StyleChief writes "Technology Review reports that researchers from the Japanese National Institute for Materials Science (NIMS) have fashioned nano thermometers from a magnesium oxide nanotube filled with liquid gallium. The tiny thermometers are between 20 and 60 nanometers thick, or about one hundredth the diameter of a red blood cell."

2 of 24 comments (clear)

  1. Could solve a long-standing hardware problem by Mr.+Darl+McBride · · Score: 5, Informative
    One of the major modes of failure in modern hard drives is in unevenness in platters causing irregularities in thermal distribution. The platter warps and eventually crash against the read/write head. (This isn't a significant bend, even a single micrometer of travel is sufficient for catastrophic failure with a high-density storage device.)

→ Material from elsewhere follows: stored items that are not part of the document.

PR #1727, opened 2026-05-14
Fixing duplication of parthood relationships for cells and samples 

wuppersaver:
Fix duplicated parthood relationships from refcode/item_id dedup mismatch

The `add_missing_electrode_relationships` and `add_missing_synthesis_relationships` validators deduplicated relationships against constituents using a single `refcode or item_id` token, evaluated independently on each side. Because `entry_reference_lookup` enriches constituents with their refcode at read time but leaves the stored `relationships` rows untouched, the stored side keys on `item_id` while the enriched side keys on `refcode` — the two never compare equal, so a duplicate parthood relationship is appended on every read and persisted on every write.

Both validators now index existing relationships by refcode *and* item_id (a dict `identifier -> relationship`), match a constituent if *either* identifier is found, and back-fill the missing identifier in place rather than appending a duplicate. This also fixes the latent reverse-asymmetry case and replaces the synthesis validator's create-then-delete back-fill side-effect with an explicit one.

Adds `test_cell_relationship_deduplication` covering the forward/reverse asymmetry and idempotency.

### DIFF
--- a/pydatalab/src/pydatalab/models/cells.py
+++ b/pydatalab/src/pydatalab/models/cells.py
@@ -116,4 +116,11 @@ class Cell(Item):
                     relationship.refcode = relationship.refcode or refcode
                     relationship.item_id = relationship.item_id or item_id
 
+                # Register the relationship's identifiers in the index so a later
+                # constituent referencing the same entry matches it rather than
+                # appending a duplicate within this same validation pass.
+                for identifier in (relationship.refcode, relationship.item_id):
+                    if identifier:
+                        existing_parthood_relationships[identifier] = relationship
+
         return values
--- a/pydatalab/src/pydatalab/models/cells.py
+++ b/pydatalab/src/pydatalab/models/cells.py
@@ -77,30 +77,43 @@ class Cell(Item):
         """Add any missing sample synthesis constituents to parent relationships"""
         from pydatalab.models.relationships import RelationshipType, TypedRelationship
 
-        existing_parthood_relationship_ids = set()
+        existing_parthood_relationships = {}
         if values.get("relationships") is not None:
-            existing_parthood_relationship_ids = {
-                relationship.refcode or relationship.item_id
+            # Index by refcode *and* item_id so a stored relationship carrying an
+            # item_id still matches a refcode-enriched constituent (and vice-versa).
+            existing_parthood_relationships = {
+                identifier: relationship
                 for relationship in values["relationships"]
                 if relationship.relation == RelationshipType.PARTHOOD
+                for identifier in (relationship.refcode, relationship.item_id)
+                if identifier
             }
         else:
             values["relationships"] = []
 
         for component in ("positive_electrode", "negative_electrode", "electrolyte"):
             for constituent in values.get(component, []):
-                if (
-                    isinstance(constituent.item, EntryReference)
-                    and (constituent.item.refcode or constituent.item.item_id)
-                    not in existing_parthood_relationship_ids
-                ):
+                if not isinstance(constituent.item, EntryReference):
+                    continue
+
+                refcode = constituent.item.refcode
+                item_id = constituent.item.item_id
+
+                relationship = existing_parthood_relationships.get(
+                    refcode
+                ) or existing_parthood_relationships.get(item_id)
+                if relationship is None:
                     relationship = TypedRelationship(
                         relation=RelationshipType.PARTHOOD,
-                        refcode=constituent.item.refcode,
-                        item_id=constituent.item.item_id,
+                        refcode=refcode,
+                        item_id=item_id,
                         type=constituent.item.type,
                         description="Is a constituent of",
                     )
                     values["relationships"].append(relationship)
+                else:
+                    # Back-fill any identifier missing from the stored relationship
+                    relationship.refcode = relationship.refcode or refcode
+                    relationship.item_id = relationship.item_id or item_id
 
         return values
--- a/pydatalab/src/pydatalab/models/cells.py
+++ b/pydatalab/src/pydatalab/models/cells.py
@@ -74,7 +74,7 @@ class Cell(Item):
 
     @root_validator
     def add_missing_electrode_relationships(cls, values):
-        """Add any missing sample synthesis constituents to parent relationships"""
+        """Add any missing cell component constituents to parent relationships"""
         from pydatalab.models.relationships import RelationshipType, TypedRelationship
 
         existing_parthood_relationships = {}
--- a/pydatalab/src/pydatalab/models/traits.py
+++ b/pydatalab/src/pydatalab/models/traits.py
@@ -106,12 +106,16 @@ class HasSynthesisInfo(BaseModel):
 
         constituents_set = set()
         if values.get("synthesis_constituents") is not None:
-            existing_parent_relationship_ids = set()
+            existing_parent_relationships = {}
             if values.get("relationships") is not None:
-                existing_parent_relationship_ids = {
-                    relationship.refcode or relationship.item_id
+                # Index by refcode *and* item_id so a stored relationship carrying an
+                # item_id still matches a refcode-enriched constituent (and vice-versa).
+                existing_parent_relationships = {
+                    identifier: relationship
                     for relationship in values["relationships"]
                     if relationship.relation == RelationshipType.PARENT
+                    for identifier in (relationship.refcode, relationship.item_id)
+                    if identifier
                 }
             else:
                 values["relationships"] = []
@@ -121,20 +125,28 @@ class HasSynthesisInfo(BaseModel):
                 if isinstance(constituent.item, InlineSubstance):
                     continue
 
-                constituent_id = constituent.item.refcode or constituent.item.item_id
+                refcode = constituent.item.refcode
+                item_id = constituent.item.item_id
 
-                if constituent_id not in existing_parent_relationship_ids:
+                relationship = existing_parent_relationships.get(
+                    refcode
+                ) or existing_parent_relationships.get(item_id)
+                if relationship is None:
                     relationship = TypedRelationship(
                         relation=RelationshipType.PARENT,
-                        refcode=constituent.item.refcode,
-                        item_id=constituent.item.item_id,
+                        refcode=refcode,
+                        item_id=item_id,
                         type=constituent.item.type,
                         description="Is a constituent of",
                     )
                     values["relationships"].append(relationship)
+                else:
+                    # Back-fill any identifier missing from the stored relationship
+                    relationship.refcode = relationship.refcode or refcode
+                    relationship.item_id = relationship.item_id or item_id
 
                 # Accumulate all constituent IDs in a set to filter those that have been deleted
-                constituents_set.add(constituent_id)
+                constituents_set.update(i for i in (refcode, item_id) if i)
 
         # Finally, filter out any parent relationships with item that were removed
         # from the synthesis constituents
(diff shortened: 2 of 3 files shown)


wuppersaver:
More detailed description and what was done to mitigate below.

# Fixing the duplicated parthood relationships

A detailed walk-through of the relationship-duplication bug in `pydatalab` and the fix applied in the fork. Companion to
[`relationships-duplication-explainer.md`](./relationships-duplication-explainer.md), which diagnosed the original cause.

The fix touches two pydantic validators:

- `Cell.add_missing_electrode_relationships` — `pydatalab/src/pydatalab/models/cells.py`
- `HasSynthesisInfo.add_missing_synthesis_relationships` — `pydatalab/src/pydatalab/models/traits.py`

---

## 1. The setup: two representations of the same constituent

A cell stored in MongoDB references its electrode constituents in two places that are meant to stay in sync — the `positive_electrode` / `negative_electrode`/ `electrolyte` arrays, and the `relationships` array.

When the cell was first saved (before refcodes were widely populated, or before the UI resolved them on entry), Mongo holds something like:

```jsonc
{
  "item_id": "2200",
  "type": "cells",
  "positive_electrode": [
    { "item": { "item_id": "bcaf-241co-ss", "type": "starting_materials" }, "quantity": 1 }
  ],
  "relationships": [
    {
      "relation": "is_part_of",
      "type": "starting_materials",
      "item_id": "bcaf-241co-ss",
      "refcode": null,
      "description": "Is a constituent of"
    }
  ]
}
```

Both sides carry **`item_id` only, `refcode: null`**. Internally consistent.

---

## 2. The trigger: `entry_reference_lookup` enriches one side but not the other

On every GET, `entry_reference_lookup` (in `routes/v0_1/items.py`) walks the electrode arrays and replaces each `item` subdocument with a fresh DB lookup that **includes the refcode**. It does **not** touch the `relationships` array.

So by the time the pydantic `Cell` model is reconstructed, the in-memory document looks like this:

```jsonc
{
  "positive_electrode": [
    {
      "item": {
        "item_id": "bcaf-241co-ss",
        "refcode": "datalab:JJSDGK",   // <-- refcode now present
        "type": "starting_materials",
        "name": "LCO"
      },
      "quantity": 1
    }
  ],
  "relationships": [
    {
      "relation": "is_part_of",
      "type": "starting_materials",
      "item_id": "bcaf-241co-ss",
      "refcode": null                  // <-- still null
    }
  ]
}
```

The constituent has been **refcode-enriched**; the stored relationship has **not**. That asymmetry is the whole bug.

---

## 3. Before: why it duplicated

The old `add_missing_electrode_relationships` deduplicated using a single token,
`refcode or item_id`, computed **independently on each side**.

### Step 1 — build the index of existing relationships

```python
existing_parthood_relationship_ids = {
    relationship.refcode or relationship.item_id   # <-- single token per relationship
    for relationship in values["relationships"]
    if relationship.relation == RelationshipType.PARTHOOD
}
```

The one stored relationship has `refcode=null, item_id="bcaf-241co-ss"`, so `null or "bcaf-241co-ss"` evaluates to `"bcaf-241co-ss"`:

```jsonc
existing_parthood_relationship_ids = ["bcaf-241co-ss"]   // keyed by item_id
```

### Step 2 — check the constituent against that index

```python
if (constituent.item.refcode or constituent.item.item_id)   # <-- single token, the OTHER side
        not in existing_parthood_relationship_ids:
    # ...append a new relationship...
```

The constituent now has a refcode, so `"datalab:JJSDGK" or "bcaf-241co-ss"` evaluates to `"datalab:JJSDGK"`:

```jsonc
"datalab:JJSDGK" not in ["bcaf-241co-ss"]   ->   true   ->   APPEND
```

The check asks *"is `datalab:JJSDGK` known?"* against an index that only knows `bcaf-241co-ss`. It isn't — so the validator concludes the constituent has no relationship yet and appends a second one:

```jsonc
"relationships": [
  { "relation": "is_part_of", "item_id": "bcaf-241co-ss", "refcode": null },            // original
  { "relation": "is_part_of", "item_id": "bcaf-241co-ss", "refcode": "datalab:JJSDGK" }  // appended duplicate
]
```

### The core failure in one sentence

> The index was keyed by the **stored** side's `refcode or item_id`  (→ `item_id`, because refcode was null), but the lookup used the **enriched**
> side's `refcode or item_id` (→ `refcode`). The two tokens describe the same  item but can never be equal, so dedup always misses and a duplicate is  appended.

`@root_validator` runs on every model construction — **read and write** — so the duplicate appeared in every API response, and each save through the API grew the stored list by one more row per electrode.

---

## 4. After: how it's mitigated

Two changes, applied identically to `cells.py` and `traits.py`.

### Change 1 — index by *both* identifiers, into a dict

```python
existing_parthood_relationships = {
    identifier: relationship
    for relationship in values["relationships"]
    if relationship.relation == RelationshipType.PARTHOOD
    for identifier in (relationship.refcode, relationship.item_id)   # <-- flatten BOTH
    if identifier                                                   # <-- drop nulls
}
```

The stored relationship contributes an entry for **every** identifier it
carries:

```jsonc
existing_parthood_relationships = {
  "bcaf-241co-ss": "<relationship object>"   // only item_id, since refcode was null
}
```

If a relationship had both identifiers, it would appear under both keys — all
pointing at the *same* object.

### Change 2 — look up by *either* identifier, then back-fill

```python
refcode = constituent.item.refcode      # "datalab:JJSDGK"
item_id = constituent.item.item_id      # "bcaf-241co-ss"

relationship = existing_parthood_relationships.get(refcode) \
    or existing_parthood_relationships.get(item_id)
```

- `.get("datalab:JJSDGK")` → `None` (refcode isn't an index key — the stored row had none)
- `.get("bcaf-241co-ss")` → **the existing relationship object**

The `or` means *"match on refcode if you can, otherwise fall back to item_id."*
Either identifier finds the row.

```python
if relationship is None:
    # genuinely new constituent — append a fresh relationship
    ...
else:
    # already represented — back-fill whatever identifier is missing
    relationship.refcode = relationship.refcode or refcode    # null  -> "datalab:JJSDGK"
    relationship.item_id = relationship.item_id or item_id    # stays "bcaf-241co-ss"
```

No duplicate is appended. Instead the **existing** row is upgraded in place:

```jsonc
"relationships": [
  { "relation": "is_part_of", "item_id": "bcaf-241co-ss", "refcode": "datalab:JJSDGK" }  // one row, both ids
]
```

### Why this is symmetric

Because both the index *and* the lookup now consider **both** identifiers, there is no longer a "stored side keys on A, enriched side keys on B" mismatch — any shared identifier is enough to recognise the same item.

| Scenario | stored row | constituent | old result | new result |
|---|---|---|---|---|
| **Forward** (the observed bug) | `{item_id: X, refcode: null}` | `{item_id: X, refcode: R}` | 2 rows | 1 row `{X, R}` — refcode back-filled |
| **Reverse** (latent) | `{item_id: null, refcode: R}` | `{item_id: X, refcode: R}` | refcode silently dropped | 1 row `{X, R}` — item_id back-filled |
| **Already clean** | `{item_id: X, refcode: R}` | `{item_id: X, refcode: R}` | matched | matched; back-fill is a no-op — idempotent |
| **Genuinely new** | *(no relationship for this item)* | `{item_id: Y, refcode: S}` | appended | appended (unchanged) |


---

## 5. The `traits.py` extra wrinkle: the cleanup filter

`add_missing_synthesis_relationships` also has a trailing filter that removes parent relationships whose constituent was *deleted* from `synthesis_constituents`. The old version had the **same single-token bug** there:

```python
# OLD — single token on both sides again
constituents_set.add(constituent.item.refcode or constituent.item.item_id)
...
if (rel.refcode or rel.item_id) not in constituents_set ...   # filter
```

This is actually what *masked* the duplication for samples: the buggy add-check created a refcode-bearing duplicate, and the buggy filter happened to delete the refcode-null original — a create-then-delete dance that accidentally looked like
a clean back-fill. It still carried the latent reverse-asymmetry data-loss bug, so it got the same treatment:

```python
# NEW — both identifiers tracked, both tested
constituents_set.update(i for i in (refcode, item_id) if i)
...
if rel.refcode not in constituents_set
   and rel.item_id not in constituents_set ...   # stale only if NEITHER matches
```

Now the back-fill is done **explicitly** (Change 2 above) rather than as a
side-effect of the filter, and the filter does only its real job: dropping
relationships for constituents that were actually removed.

---

## 6. The regression test

A new test, `test_cell_relationship_deduplication`, was added to
`pydatalab/tests/test_models.py`. Pure-model tests don't run
`entry_reference_lookup`, so the test **simulates the enrichment asymmetry by
hand**: it constructs a `Cell` whose `relationships` array and
`positive_electrode` constituent deliberately disagree on which identifiers they
carry, then asserts the validator reconciles them into a single, fully-populated
relationship.

It covers three cases:

### Case 1 — forward asymmetry (the observed bug)

Stored relationship carries `item_id` only; the constituent has been
refcode-enriched.

```jsonc
"relationships":      [ { "relation": "is_part_of", "item_id": "test_cathode" } ]
"positive_electrode": [ { "item": { "item_id": "test_cathode", "refcode": "grey:ABCDEF" } } ]
```

```python
assert len(parthood) == 1
assert parthood[0].refcode == "grey:ABCDEF"   # refcode back-filled from the constituent
assert parthood[0].item_id == "test_cathode"
```

### Case 2 — reverse asymmetry (the latent bug)

Stored relationship carries the `refcode`; the constituent has `item_id` only.

```jsonc
"relationships":      [ { "relation": "is_part_of", "item_id": "test_cathode", "refcode": "grey:ABCDEF" } ]
"positive_electrode": [ { "item": { "item_id": "test_cathode" } } ]
```

```python
assert len(parthood) == 1
assert parthood[0].refcode == "grey:ABCDEF"
assert parthood[0].item_id == "test_cathode"   # item_id back-filled from the constituent
```

### Case 3 — idempotency

Re-validating an already-clean cell (via a `json` round-trip) must not grow the
list or drop identifiers.

```python
cell = Cell(**json.loads(cell.json()))
assert len(parthood) == 1
assert parthood[0].refcode == "grey:ABCDEF"
assert parthood[0].item_id == "test_cathode"
```

The pre-existing `test_cell_with_inlined_reference` and the server-side
`test_new_sample_with_relationships` continue to pass unchanged — the latter
is what pins the back-fill behaviour for the synthesis validator.

---

## 7. Scope and limitations

- **Fix-only.** The validators stop *new* duplicates from being created and
  back-fill missing identifiers. Documents that *already* carry a duplicate pair
  in Mongo are not collapsed — the validator recognises the constituent as
  present and adds nothing; for samples it back-fills the first match but leaves
  the second. Healing pre-existing duplicates would need a separate one-shot
  migration.
- **Verified** against the full `pydatalab` test suite plus the new
  `test_cell_relationship_deduplication` regression test.

ml-evs:
Hi @wuppersaver, this is a long-standing bug that we have to be quite careful to iron out, with a few existing PRs. #1430 is the main fix that prevents this from happening when updating constituents via the API, but I've been working on a simplified version that will also do the relevant lookup when saving. This is one of two blockers for the next 0.7.0 release that I'm hoping to get out this week.

Whilst I'm sure these changes are fine, there's quite a lot to unpick here, so I'd prefer to just fix this myself (and maybe steal your test case for validation).

wuppersaver:
My bad - I should have checked the issue tracker better. At least it was not futile if the new test helps to check for the correct behaviour. 😄

ml-evs (dismissed):
We merged one of the underlying fixes to prevent this happening in #1755, but I think its also worth merging this fix and the test, plus some associated tests I've transplanted from #1430 and added myself. Thanks for spotting this @wuppersaver!

pydatalab/src/pydatalab/models/cells.py
```diff
@@ -77,30 +77,50 @@ def add_missing_electrode_relationships(cls, values):
         """Add any missing sample synthesis constituents to parent relationships"""
```
ml-evs:
```suggestion
        """Add any missing cell component constituents to parent relationships"""
```

ml-evs (approved):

    If these could actually be embedded radially about the platters, this kind of thermal differential failure could be detected. While this wouldn't solve the warping problem, it would at least cue the drive that it should run at a slower RPM and fire off non-stop SMART warnings to the system administrator, warning of catastrophe months or even a year ahead, instead of the current very short mechanical warning predictions which SMART-enabled devices offer.

  2. Why so complicated? by Ignis+Flatus · · Score: 4, Informative

    nano thermometers from a magnesium oxide nanotube filled with liquid gallium

    And you still have to build interface hardware/circuitry to read the tiny things. Why can't they just keep it simple and bond two dissimilar metals together to make a thermocouple junction? Thermocouples have a wide temperature range, too.